[Extensions] Pass non-tensor objects / maintain C++ state

I’m working with a C++ class that I would like to use from Python, during inference, to implement a low-latency GEMM operation. The class holds onto certain CUDA objects such as matrix descriptors and handles to reduce the overhead of subsequent calls (because the matrix sizes and types don’t change).

The documentation I have found for the C++ extension only shows how to pass tensors between Python and C++. Is it possible for the C++ side to “maintain state” (between forward pass iterations) so I can avoid re-initializing the descriptors and handles? Or if not, is it possible to pass generic objects from Python to C++ and back (via the PyTorch extension API) so I can initialize them the first iteration and then re-use them subsequent iterations?

If I have to re-initialize everything each iteration then this technique is no faster than the current implementation, and it’s only feasible from C++, which would greatly reduce the impact. So any help here, even vaguely so, would be much appreciated!

I’ll partially answer my own question. It looks like handles are shared / created / destroyed following these examples: cuBLAS, cuSPARSE. It would be great if I could store other state such as matrix descriptors, or efficiently pass these back/forth between Python…
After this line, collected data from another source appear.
PR #336, opened 2026-05-21
fix(ses): cyclic star export with renaming reexport (issue #59)

kriscendobot:
Refs: endojs/endo#59

## Description

Mirror of the fix for the original 2019 issue [endojs/endo#59](https://github.com/endojs/endo/issues/59) (cyclic star export with renaming reexport), opened in this bot-pushable fork so the gauntlet can run. The kriscendobot mirror at branch `fix/issue-59-star-export-cycle@461c392dc` is blocked from cross-fork PR creation; this branch carries the same single squashed commit cherry-picked onto `endojs/endo-but-for-bots@master`.

### The defect

When `mod1` re-exports `*` from `mod2`, and `mod2` re-exports a binding from `mod1` under a *different* exported name (`export { y as x } from './mod1.js'`), the linker visited `mod1` while its star-imported notifier for `y` had not yet been wired. The synchronous wireUp at the cycle's back-edge then passed `undefined` as the upstream notifier. On master today this surfaces as `TypeError: notify is not a function` at `packages/ses/src/module-instance.js:364` (the original issue report described the era's spurious `SyntaxError`, but the defect has mutated to a `TypeError` as the surrounding code evolved).

### The fix

`wireUpExportNotifier` in `packages/ses/src/module-instance.js` now installs a **deferred forwarding notifier** when a re-export's upstream notifier is not yet present. The forwarding queues subscribers until the upstream resolves, then drains them through. By the time any module downstream subscribes to the re-export, the upstream module has completed its candidate-all walk and the upstream notifier exists, so the chain converges. Genuine missing exports still raise `SyntaxError` from the deferred lookup.

### Regression test

`packages/ses/test/import-gauntlet.test.js` gains `cyclic star export with renaming reexport (issue #59)`, exercising the exact reproducer from the issue and asserting both the imported binding and the namespace shape of the two cyclic modules. Removing the `notify === undefined` branch makes the new test fail with `TypeError: notify is not a function`; re-applying the fix restores the green run.

### Verification

Prior verification by builder dispatch 8e2aba (kriscendobot branch at `461c392dc`, see journal entry `2026/05/20/220659Z-result-liaison-8e2aba.md`); independently re-verified by this builder dispatch (570bb5) after cherry-picking onto current bot-fork `master@bf951df34`:

- `yarn workspace ses lint` clean (one pre-existing JSDoc warning, unrelated)
- `yarn workspace ses test` 502 pass + 2 known failures + 2 skipped (includes the new gauntlet test)
[...]

PR #379, opened 2026-05-29
fix(ses): cyclic star export with renaming reexport (issue #59) - refresh for #3276 feedback

kriscendobot:
Refs: endojs/endo#59, endojs/endo#3276
Supersedes: closed mirror PR #336 (branch force-pushed to address review feedback).

## Description

Mirror of upstream [endojs/endo#3276](https://github.com/endojs/endo/pull/3276) (fix for the 2019 issue [endojs/endo#59](https://github.com/endojs/endo/issues/59), cyclic star export with renaming reexport), refreshed for the bot-pushable fork so the gauntlet can re-run against the current upstream PR head.

This refresh sets the mirror head to upstream PR head `f4aad15a` and adds a single companion regression test that addresses inline review feedback from naugtur on upstream [pullrequestreview-4388440170](https://github.com/endojs/endo/pull/3276#pullrequestreview-4388440170).

### Naugtur's question

> Is a situation possible where all calls to the deferring notify happen before `upstreamNotify` can be obtained? I was trying to come up with when that could happen and I thought of unused live bindings.

### Disposition: verified, no source change

The "all calls happen before upstreamNotify is obtained" case is reachable in theory (a cyclic re-export of an unused live binding in which no further wireUp re-references the deferred notifier), but it is benign. Tracing the closure at `packages/ses/src/module-instance.js:379-396`:

1. The internal `notify(update)` call at line 403 always fires once during `wireUpExportNotifier`. If `upstreamInstance.notifiers[deferredImportName]` is undefined at that moment, the call is queued.
2. The closure resolves only on a subsequent call. A subsequent call arrives if (a) a module higher in the chain re-exports through us (via `export *` or another renaming reexport), or (b) a downstream consumer subscribes through the main `imports()` updateRecord loop at line 449.
3. If neither (a) nor (b) happens, the closure stays pending and the local `value` stays `undefined`. The export's getter at line 404-411 then returns `undefined`.
4. The unused-live-binding case (`export var y;` declared but never assigned) is exactly this shape under Node.js too: every projection of the cycle reads as `undefined`. Verified directly with `node`.

The new test in `packages/ses/test/import-gauntlet.test.js` (`cyclic star export with renaming reexport, unused live binding`) pins SES's behavior to Node.js's reference behavior for this case.

### Why this is the right shape

The deferring closure's contract is "forward to the upstream's notifier once it exists, otherwise queue". The contract is well-defined whether or not a second call ever arrives; the queue is bounded by the number of subscribers (zero in the unused case). The "all calls before upstream" hypothetical is just the zero-subscriber subcase; it does not mis-route any update.

### Verification

- `yarn workspace ses test` 503 pass + 2 known failures + 2 skipped (includes the new gauntlet test).
- `yarn workspace @endo/compartment-mapper test` (cycle-rename suites) 12 pass.
- Node.js parity for the unused-binding fixture verified outside the test runner.

### Security Considerations

None. Test-only addition; no source change.

### Scaling Considerations

None.

None.

### Testing Considerations

The new test exercises the unused-live-binding subcase and pins it to Node.js parity. Removing the deferring branch makes the original (issue #59) test fail with `TypeError: notify is not a function`; the new test passes with or without the deferring branch (it is a parity assertion, not a defect reproducer).

None.

### Upgrade Considerations

None.


packages/ses/src/module-instance.js
```diff
@@ -354,23 +354,61 @@ export const makeModuleInstance = (
...
+          arrayPush(pendingUpdaters, update);
+          return;
+        }
+        resolvedUpstreamNotify = upstreamNotify;
+        for (const pending of pendingUpdaters) {
+          upstreamNotify(pending);
+        }
+        pendingUpdaters.length = 0;
+        upstreamNotify(update);
       };
```
kriskowal, line 411: Naugtur and I agree there is a likely opportunity for refactoring, here. The notifier system would benefit from a synchronous variant on Promise.withResolvers, e.g., makeNotifierWithResolver, that can be used here and in makeVirtualModule, to reduce the likelihood that these parallel implementations will drift.

Naugtur also asked for a test that verifies similar behavior if the reexporting module is CommonJS. I would like a test that at least verifies that the behavior is consistent with Node.js in that scenario.

kriscendobot: Applied `makeNotifierWithResolver` to the `wireUpExportNotifier` deferred branch in this commit. The Naugtur-asked CommonJS reexporter test landed in `packages/ses/test/import-cjs.test.js`, pinned to Node.js parity.

For `makeVirtualModuleInstance` the builder's design judgment was to leave the existing pattern in place: that site is a live-cell fan-out where `set` is called repeatedly and every subscriber must receive every future value, while `makeNotifierWithResolver` is a one-shot redirect (Promise.withResolvers shape). Unifying would either need a "repeat-resolve" semantic or a current-value protocol — either direction seemed to obscure local semantics. Happy to revisit if you'd like the unification forced or want a different abstraction shape (e.g., a separate `makeLiveNotifier` for the fan-out site).

packages/ses/test/import-gauntlet.test.js
```diff
@@ -239,6 +239,95 @@ test('export name as default', async t => {
...
+});
+
+// Companion regression for endojs/endo#59 addressing the question raised on
+// endojs/endo#3276: is a situation possible where all calls to the deferring
+// notify happen before `upstreamNotify` can be obtained (the unused-live-binding
+// case)? This variant uses `export var y` without an assignment, so the live
+// binding is declared but never updated. Node.js reads every projection of the
+// cycle as `undefined` for this shape (verified directly with `node`); the SES
+// linker must match. The deferring closure may resolve through a later wireUp
+// or stay pending; either way the namespace reads must agree with Node.js.
```
kriskowal: Please reframe as primarily an explanation of the test rather than emphasizing the procedural impetus for making the test.

Also, please commit and refer to a test that substantiates the claim that the Node.js parity behavior was verified, ideally with a shared fixture, as with cycle-rename parity.

packages/ses/test/import-cjs.test.js
```diff
@@ -667,6 +667,80 @@ test('importNow handles a cycle in CommonJS modules', t => {
   t.is(namespace.B.A.a, 42);
 });
 
+// Companion to the ESM cyclic star-export tests in
+// packages/ses/test/import-gauntlet.test.js (issue endojs/endo#59). This
+// variant places a CommonJS module in the cycle as the "star reexporter":
+// it captures the renamer's exports by property assignment and itself
+// participates in the cycle that the ESM renamer's `export { y as x } from
+// './star-reexporter.cjs'` walks. Node.js rejects ESM-in-CJS-cycle
+// (`ERR_REQUIRE_CYCLE_MODULE`) outright, so the relevant Node parity is
```
kriskowal: If I am reading this correctly, this is a case where SES does not have Node.js parity and we should state and verify this claim plainly and programmatically.

packages/ses/test/import-cjs.test.js
```diff
@@ -667,6 +667,80 @@ test('importNow handles a cycle in CommonJS modules', t => {
...
+// the pure-CJS cycle: snapshot-at-call-time semantics for the CJS side
+// (the property capture sees whatever the renamer had assigned by the
+// re-entry instant), live-binding semantics for the ESM side. Verified
+// directly against Node CJS by replacing the ESM renamer with a CJS
+// renamer that exposes `x` as a live getter onto its own `y`: both
+// namespaces project the same shape SES produces here.
```
kriskowal: Parity claims should be substantiated with parity tests.

Please inform the gardener that it should document the concept of a parity test for future reference.

kriskowal (changes requested):

kriskowal:
Mirror of https://github.com/endojs/endo/pull/3276 (head e3f111d19).

kriskowal (changes requested):
@kriscendobot Please create additional tests that vary by whether the renamer or star exporter are imported first from main.js, and also vary by whether the binding is a const, let, or var. In all cases that it is possible, attempt to observe the value after it has been linked with its cyclic module but before it has been assigned or bound. This may be an observation of an exception while the binding is temporally dead (TDZ).

kriskowal:
@kriscendobot I believe I now understand ZB’s comment https://github.com/endojs/endo/pull/3276#discussion_r3323524839: Please consider whether we can create all of the notifiers for a module instance at time of construction instead of time of link. This may require a more deliberate separation of the instantiation and link phases, but I suspect we already have a hard enough line. This would obviate deferred notifier linkage, since notifiers would always be available up front. If not, please explain why such an arrangement is not possible or how the calling convention for precompiled ModuleSource instances would need to change. It might be that the notifiers need to be partially applied before full initialization.

Please also write a test that demonstrates the same failure mode of the cyclic export, but with a named reexport rather than a star reexport.

kriskowal (changes requested):
The follow-up design looks good. I find it preferable to fix the defects we’ve discovered in this exploration, with the added tests introduced without the .failing caveats. Please dispatch an agent to address both issues. Address each issue in separate commits.

packages/ses/designs/construction-time-notifiers.md
kriskowal, line 1: @kriscendobot Please delete, but capture a copy in your journal.

packages/ses/test/import-gauntlet.test.js
kriskowal, line 1: Please double-check that each of these scenarios is also represented as a compartment mapper test fixture with a Node.js parity check.

kriskowal (changes requested):

packages/ses/designs/construction-time-notifiers.md
kriscendobot: Archived as commit b76ab1abd and removed from the PR tree. The verbatim analysis now lives in the garden journal at https://github.com/kriskowal/garden/blob/journal/projects/endo/drafts/construction-time-notifiers.md with an index row in https://github.com/kriskowal/garden/blob/journal/projects/endo/drafts/README.md

packages/ses/test/import-gauntlet.test.js
kriscendobot: Verified and extended in commit cc23fca8f. The previously-covered scenarios (cycle-rename and cycle-rename-unused) already had compartment-mapper fixtures with Node.js parity tests. The seven remaining scenarios from the TDZ-observation matrix and the named-reexport variant now have matching fixtures:

- packages/compartment-mapper/test/fixtures-cycle-rename-tdz-const-renamer-first/ (probe ReferenceError)
- packages/compartment-mapper/test/fixtures-cycle-rename-tdz-let-renamer-first/ (probe ReferenceError)
- packages/compartment-mapper/test/fixtures-cycle-rename-tdz-var-renamer-first/ (probe undefined)
- packages/compartment-mapper/test/fixtures-cycle-rename-tdz-const-star-first/ (probe value 42)
- packages/compartment-mapper/test/fixtures-cycle-rename-tdz-let-star-first/ (probe value 42)
- packages/compartment-mapper/test/fixtures-cycle-rename-tdz-var-star-first/ (probe value 42)
- packages/compartment-mapper/test/fixtures-cycle-named-reexport-tdz-const-renamer-first/ (probe ReferenceError)

Each fixture has a SES-side test (cycle-rename-tdz-<binding>-<order>.test.js or cycle-named-reexport-tdz-const-renamer-first.test.js) and a Node.js parity sibling with the -node-parity.test.js suffix. The expected probe values live in _cycle-rename-tdz-assertions.js so both layers compare against exactly one set of expectations; parity is verified by construction. The import-gauntlet.test.js header comment now links each matrix cell to its fixture path.

.changeset/fix-ses-star-export-cycle-rename.md
kriskowal, line 1: Please update to reflect sum of changes.

packages/compartment-mapper/test/cycle-rename-tdz-var-renamer-first.test.js
```diff
@@ -0,0 +1,46 @@
...
+/**
+ * @param {ExecutionContext} t
+ * @param {{namespace: object}} result
+ */
+const assertFixture = (t, { namespace }) => {
+  assertCycleRenameTdz(t, namespace, expectedProbeStarVarRenamerFirst);
+};
+
+scaffold(
+  'cycle-rename-tdz var renamer-first (issue #59)',
```
kriskowal: The issue number will be invalid upstream. Remove issue numbers.

kriskowal (changes requested):
Please consolidate all of the new compartment mapper tests into a table test generator that makes evident which assertions correspond to each fixture, and that for every fixture, the corresponding Node.js parity test passes.

packages/compartment-mapper/test/cycle-rename-tdz-var-renamer-first.test.js
kriscendobot: Addressed in b7e77cf38: swept the issue-number references (`#59` and `endojs/endo#59`) from the consolidated table-driven test pair (`cycle-rename-tdz-matrix.test.js` + `cycle-rename-tdz-matrix-node-parity.test.js`) and from the shared assertions module's preamble. The 14 individual per-cell files that originally carried the references no longer exist after consolidation in 7d601a278.

.changeset/fix-ses-star-export-cycle-rename.md
kriscendobot: Addressed in 39b880dcd: the changeset now describes both user-visible changes the cycle-rename branch carries: the original deferred forwarding notifier that resolves the spurious cycle-rename `SyntaxError`, and the ECMA-262 temporal-dead-zone enforcement for cross-module namespace reads during cycle evaluation (covering both `export *` and `export { y } from` reexport forms).

kriskowal (changes requested):
Please consolidate every X.test.js and X-node-parity.test.js such that there’s more clearly legible evidence that the declared fixture is covered by both treatments. Consequently, the scenarios constant can be declared closer to where it is used, as all usage will be in one test module.

kriskowal:
@kriscendobot rsvp https://github.com/endojs/endo/pull/3276#pullrequestreview-4489675443

packages/compartment-mapper/test/cycle-esm-in-cjs-node-parity.test.js
kriskowal, line 1: I would, for example, like this module’s test to be moved into `cycle-esm-in-cjs.test.js` so that it is evident at a glance that the same test passes both Node.js parity and with Endo. I would like this principled generally to the other new parity tests.

kriskowal (changes requested):

packages/compartment-mapper/test/cycle-esm-in-cjs-node-parity.test.js
kriscendobot: Addressed in the five pairs consolidated under 3b0928fe3 and ca17e11e4:

- `cycle-cjs-reexporter-node-parity.test.js` merged into `cycle-cjs-reexporter.test.js`
- `cycle-esm-in-cjs-node-parity.test.js` merged into `cycle-esm-in-cjs.test.js`
- `cycle-rename-node-parity.test.js` merged into `cycle-rename.test.js`
- `cycle-rename-unused-node-parity.test.js` merged into `cycle-rename-unused.test.js`
- `subpath-patterns-node-parity.test.js` merged into `subpath-patterns.test.js`

Each merged module registers the SES treatment and Node.js parity treatment back-to-back so the shared fixture coverage is legible at a glance. For `subpath-patterns` where the two sides do not pair test-for-test (SES has archive and policy tests with no Node analog; Node has multi-star exclusions with no SES analog), scenarios with a direct counterpart on both sides are registered as `(ses)` and `(node parity)` titles in sequence; scenarios on only one side are registered once.

Additional gate fixes landed in 4b210e118 and c0044e4cb (SECURITY.md uniformity, @import JSDoc form in evasive-transform, remaining issue-citation sweep in _cycle-rename-unused-assertions.js).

Essentially, PyTorch keeps some state in global (but you need to make sure to not run into threading issues with them) or thread-local variables.
You could do the same in your extension.
Or you could pass in a uint8 tensor that you use as a buffer.

Best regards


Thanks @tom. I see the DeviceThreadHandlePool class that you use for thread-local state (e.g. handles), can you point me to an example or the class you use for global state?

And with regards to passing in a uint8 tensor for a buffer, I assume that means the extension only supports passing tensor objects to C++?

For this to work I think I would need to somehow “assign” the raw data pointer to a new object. Example: if I wanted to store a string object in the uint8 tensor buffer like this. Is there a way to do this, e.g. replace the data pointer in the tensor? I’d presumably call a C++ cleanup function from Python if calling cudaFree wasn’t the right thing to do for this raw pointer.